In treatment: Brandon Kennedy
In treatment: Brandon Kennedy
By Tomika Anderson
One in a series of articles about Black people living with HIV/AIDS who are considering treatment, successfully adhering to their regimen and/or getting to undetectable.
Brandon Kennedy has never been one to allow what other people think of him—or his lifestyle, for that matter—to get in the way of how he feels about himself.
That’s a big part of the reason the openly gay 24-year-old nursing student says he felt zero shame about going on medication a few months after he was diagnosed with HIV in 2010.
In fact, Kennedy says, he was eager to start taking ARV pills—despite the potential complications—because to do so meant he was taking the best possible care of himself.
“I’m totally against cowering in the corner just because I have HIV,” says the Atlanta resident, who is currently a face of the “Let’s Stop HIV Together” initiative, part of the Centers for Disease Control and Prevention’s Act Against AIDS campaign. “I even carry around a capsule I bought from a drug-store on my key chain so that whenever I need to take my meds and I’m not at home, or if I have a late night out or something, it’s always with me. And if I’m at dinner with friends, I’ll sip a little water and take my meds,” he says matter-of-factly. “I don’t have any shame around it.”
Kennedy—whose viral load is currently undetectable—says the reason he didn’t jump on the drug bandwagon immediately after testing positive is that 1) His doctor said he didn’t have to, and 2) He needed a little time to research all the possible drug combinations.

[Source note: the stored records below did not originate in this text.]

PR #412, opened 2024-05-17
[WIP] OCPBUGS-33914: Bump openshift/api for features in cluster-dns-operator

candita:
Pick up changes to Gateway API feature gate so that it isn't tested in tech preview CI tests.

 go get github.com/openshift/api@1dea0237181fc64493521c5e1b86ca4209019c75
 go mod vendor
 go mod tidy


gcs278:
@candita I don't see any references to Gateway API in cluster-dns-operator, nor use of the `FeatureGateGatewayAPI` feature gate. All of Gateway API DevPreview implementation was in cluster-ingress-operator, even the DNS logic. Am I misunderstanding something?

candita:
> @candita I don't see any references to Gateway API in cluster-dns-operator, nor use of the `FeatureGateGatewayAPI` feature gate. All of Gateway API DevPreview implementation was in cluster-ingress-operator, even the DNS logic. Am I misunderstanding something?

@grant as I mentioned in the bug description, when the e2e-aws-ovn-techpreview test runs, you can see the GatewayAPI feature enabled in the logs.  Even though cluster-dns-operator doesn't run any specific tests for GatewayAPI at the moment, it would be best to correct this just in case we need to work with cluster-dns-operator in the future.

candita:
Not needed.
/close

PR #437, opened 2025-06-19
Implements https://issues.redhat.com/browse/OCPSTRAT-2006

rgordill:
This commit adds a new ipv6Filter parameter to the DNS Custom Resource Definition (CRD), defaulting to false. When enabled (true), it returns a NOERROR response with an empty answer section, effectively suppressing IPv6 query propagation to upstream DNS servers when desired.

Use with caution, as it may introduce unintended side effects.


khalid-lemghari:
Hi team,

If a workload is IPv6-only or expects IPv6 first, resolution will fail, so the proposition is bad practice. I recommend to use `rewrite` instead of `template`:

```sh
rewrite stop type AAAA A
```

“I found out I had HIV on June 7, 2010,” he begins. “Back then my viral load was, like, 37,000, which is not too terribly high for someone who’s newly infected. Also, my CD4 count was right at 800, so there wasn’t any urgency for me to start medication. I chose to hold off on it until August or September so I could do some research and to make sure my body was ready for it,” he explains. “I’m a preventive-care-type person, so I believe that if you train your body for changes, you’ll have more of a positive experience.”

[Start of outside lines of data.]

PR #355, opened 2023-01-31
OCPBUGS-4359: update-node-resolver.sh: Check for errors from >>

Miciah:
Check for errors when appending entries to `/etc/hosts.tmp` in the `update-node-resolver.sh` script.

Follow-up to #352.

* `assets/node-resolver/update-node-resolver.sh`: Check for failures when appending entries to `/etc/hosts.tmp`.
* `pkg/manifests/bindata.go`: Regenerate.  

---

FYI @bverschueren.
/assign @frobware

PR #439, opened 2025-07-02
OCPBUGS-59781: Read only root filesystem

Still, no amount of research could have prepared Kennedy for the severe physical reaction he would have to the first ARV he took when his CD4 count started creeping up.
“I started taking Atripla,” he said. “I took it for two days, and on the second day I had to go to the ER because I had extreme versions of the side effects. It was so bad that I woke up in the middle of the night, holding up the walls in the house, trying to find my cell phone and call somebody,” he says of his experience with the ARV, whose adverse effects can include dizziness and fatigue. “After that, my doctor put me on a regimen of Viramune and Truvada, and it worked out wonderfully. Within a 90-day time span, I was undetectable.”

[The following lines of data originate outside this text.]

PR #1743, opened 2022-05-24
Added test for multiple pubsub handlers

ItalyPaleAle:
This PR adds conformance tests for PubSub with multiple handlers, each listening on a different topic.

It's meant to catch issues such as #1709 

Opening as a draft until I get Event Hubs to work too, which will require some changes to the infrastructure.

### DIFF
--- a/tests/conformance/pubsub/pubsub.go
+++ b/tests/conformance/pubsub/pubsub.go
@@ -16,6 +16,8 @@ package pubsub
 import (
 	"context"
 	"fmt"
+	"reflect"
+	"sort"
 	"strconv"
 	"strings"
 	"sync"
@@ -25,6 +27,7 @@ import (
 	"github.com/google/uuid"
 	"github.com/pkg/errors"
 	"github.com/stretchr/testify/assert"
+	"github.com/stretchr/testify/require"
 
 	"github.com/dapr/components-contrib/pubsub"
 	"github.com/dapr/components-contrib/tests/conformance/utils"
@@ -34,6 +37,8 @@ import (
 const (
 	defaultPubsubName             = "pubusub"
 	defaultTopicName              = "testTopic"
+	defaultMultiTopic1Name        = "multiTopic1"
+	defaultMultiTopic2Name        = "multiTopic2"
 	defaultMessageCount           = 10
 	defaultMaxReadDuration        = 60 * time.Second
 	defaultWaitDurationToPublish  = 5 * time.Second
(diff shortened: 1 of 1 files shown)


pubsub/kafka/kafka.go
```diff
@@ -24,32 +26,50 @@ import (
...
 
 func (p *PubSub) Subscribe(req pubsub.SubscribeRequest, handler pubsub.Handler) error {
-	topics := p.addTopic(req.Topic)
+	// Add the topic to the list of those we subscribe to
+	p.lock.Lock()
+	p.topics[req.Topic] = handler
+	topics := p.topicList()
+	p.lock.Unlock()
 
-	return p.kafka.Subscribe(topics, req.Metadata, newSubscribeAdapter(handler).adapter)
```
skyao, line 38: I suggestion to move the update code to kafka common code, not in kafka pubsub (we have kafka binding and we need to reuse code between kafka components )

pubsub/kafka/kafka.go
```diff
@@ -75,21 +97,3 @@ func (p *PubSub) Close() (err error) {
 func (p *PubSub) Features() []pubsub.Feature {
 	return nil
 }
-
-// subscribeAdapter is used to adapter pubsub.Handler to kafka.EventHandler with the same content.
-type subscribeAdapter struct {
```
skyao, line 80: Don't remove this subscribeAdapter, you should update it. So your update can effect in all kafka components.

ItalyPaleAle: Addressed

pubsub/kafka/kafka.go
ItalyPaleAle: I moved the routing logic to the common Kafka code.

yaron2:
@ItalyPaleAle is the test failing due to anything PR related?

ItalyPaleAle:
Ok, most tests are passing now.

The Kafka certification tests (pubsub and binding) seem to be flaky on master too, with most failures happening because Kafka isn't ready yet. I increased the timeouts and this has reduced flakiness. But they're still a bit flaky [also in master](https://github.com/dapr/components-contrib/actions/runs/2418990237).

These others are expected to fail:

- `pubsub.azure.eventhubs conformance` -> expected to fail until the pipeline is merged into master, as I had to update the pipeline to set the secret name
- `bindings.azure.storagequeues certification` and `bindings.azure.eventhubs certification` -> are failing in master too due to unrelated issues

berndverst (approved):

berndverst (approved):

PR #1754, opened 2022-05-25
Fixes for SNS/SQS PubSub

ItalyPaleAle:
Including:

- Fixed adding multiple handlers for different topics (tests in #1743 are now passing)
- Fixed delivering wrong message when concurrency mode is parallel
- Avoid having multiple pollers at the same time competing for messages

& more smaller fixes

Note that because I got this from the work I've been doing for adding contexts in the Subscribe methods, there are a few more changes that are related to passing contexts around. Those will be useful for another PR coming soon :)


pubsub/aws/snssqs/metadata.go
```diff
@@ -39,7 +39,7 @@ type snsSqsMetadata struct {
 	// if sqsDeadLettersQueueName is set to a value, then the messageReceiveLimit defines the number of times a message is received
 	// before it is moved to the dead-letters queue. This value must be smaller than messageRetryLimit.
 	messageReceiveLimit int64
-	// amount of time to await receipt of a message before making another request. Default: 1.
+	// amount of time to await receipt of a message before making another request. Default: 2.
```
ItalyPaleAle, line 42: Changed to 2 seconds. Calls return sooner if there are messages, so polling every 1 second seemed very wasteful

PR #1755, opened 2022-05-25
Fixed Kafka PubSub to allow multiple handlers for different topics

ItalyPaleAle:
With this, tests from #1743 are passing

(As per #1754, the reason for the work on passing contexts is that I got this from the branch where I am doing work on contexts for Subscribe)


pubsub/kafka/kafka.go
```diff
@@ -24,32 +26,50 @@ import (
...
-	return p.kafka.Subscribe(topics, req.Metadata, newSubscribeAdapter(handler).adapter)
+	return p.kafka.Subscribe(context.Background(), topics, req.Metadata, p.handleMessage)
 }
 
-func (p *PubSub) addTopic(newTopic string) []string {
-	// Add topic to our map of topics
-	p.topics[newTopic] = true
+func (p *PubSub) handleMessage(ctx context.Context, event *kafka.NewEvent) error {
+	// Get the handler
+	p.lock.RLock()
```
yaron2, line 49: Is this read lock needed if `Subscribe` is called for all topics before `handleMessage` is ever executed?

ItalyPaleAle: Actually in this case, no. But I backported this change from the work I've been doing on #1756 and in that case it's probably necessary if the subscription is being removed.

I can delete it from here for now (I have to make a few more changes to this PR per Sky's feedback anyways)

PR #1756, opened 2022-05-25
Add contexts to pubsub.Subscribe to allow early cancelation

ItalyPaleAle:
# Description

This PR is related to dapr/dapr#4624. As noted there, we have an issue in the runtime where all components are shut down after the grace period, when the app is likely already stopped. Because of that, certain input components (the subscribe part of pubsub and the input part of bindings - the latter not in scope of this PR), can continue bringing new work when it's known to fail.

In order to fix the issue linked above properly, we need to implement a way for PubSub components to have the "publish" part closed before the "subscribe" one (and in the future that will need to be done for input bindings too).

This PR achieves precisely that by adding a context in the `Subscribe` method. When that context is canceled (which can be at any time), the subscription is removed.

PS: This API change was implemented so it can one day be used for dapr/dapr#814 too, as it allows canceling individual subscriptions by using a different context. Although that's not possible today because it requires more work on the runtime, it does implement everything that's needed in the pubsub components already.

## Checklist

* [X] Code compiles correctly
* [x] Created/updated tests

## TODO

Marking this PR as draft until the following are done (in order):

1. [x] Update conformance tests to test the new behavior
2. [x] Merge #1754 (included in this PR)
3. [x] Merge #1755 (included in this PR)
4. [x] Merge #1767 (not merged, but implemented)
5. [x] Merge #1743 (included in this PR)


go.mod
```diff
@@ -163,6 +162,7 @@ require (
 	github.com/huaweicloud/huaweicloud-sdk-go-v3 v0.0.87
 	github.com/labd/commercetools-go-sdk v0.3.2
 	github.com/nacos-group/nacos-sdk-go/v2 v2.0.1
+	github.com/rabbitmq/amqp091-go v1.3.4
```
ItalyPaleAle, line 165: `github.com/rabbitmq/amqp091-go` is the new version of `github.com/streadway/amqp` and it's maintained by RabbitMQ now

ItalyPaleAle:
Note that all certification tests will fail until the corresponding PR is merged in dapr/dapr, due to a change in the interface of the pubsub components

PR #1778, opened 2022-06-09
Add postgresql certification test + connection idle time

yaron2:
This PR adds a certification test for PostreSQL and a connection idle time metadata property consistent with the `MySQL` database implementations.

Test plan is derived from Redis and SQL Server certification tests.


artursouza (changes requested):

The moral of the story, Kennedy says, is that he was able to find out what worked best for him because he was open to the possibilities. When you are able to fully embrace and love your-self, you are then inspired to do everything within your own power to live your best life—including adhering to your medication.
“For those that are struggling to accept their diagnosis and themselves, I would suggest looking to resources and materials that can aid you in the process,” he says. “For instance, there are multiple cellphone applications that will alert you when you need to take your medication. There are also apps that will help you keep track of your CD4 count and other numbers—you can store all of that information privately on your phone,” he adds.
“Also, every single one of us could use a therapist, a counselor or another professional to talk to,” says Kennedy. “It doesn’t always have to be your best friend. We don’t have to go through what it is we’re going through alone when there are individuals out there who are willing to help us come through it together.”
Tomika Anderson is a freelance writer based in Brooklyn, N.Y. Her work has appeared in Essence, POZ, Real Health and Ebony magazines, among others.